(HOW TO COMPLETE THIS TASK): Would you transcribe the data word for word?

(INFORMATION PROVIDED):
╔══
PR #404, opened 2021-06-07
Yet Another Grabbag Bugfix PR

rakuy0:
* `vivisect.reports` wasn't tested at all. Also wasn't working from the UI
╚══
(ANSWER SPACE):
PR #404, opened 2021-06-07
Yet Another Grabbag Bugfix PR

rakuy0:
* `vivisect.reports` wasn't tested at all. Also wasn't working from the UI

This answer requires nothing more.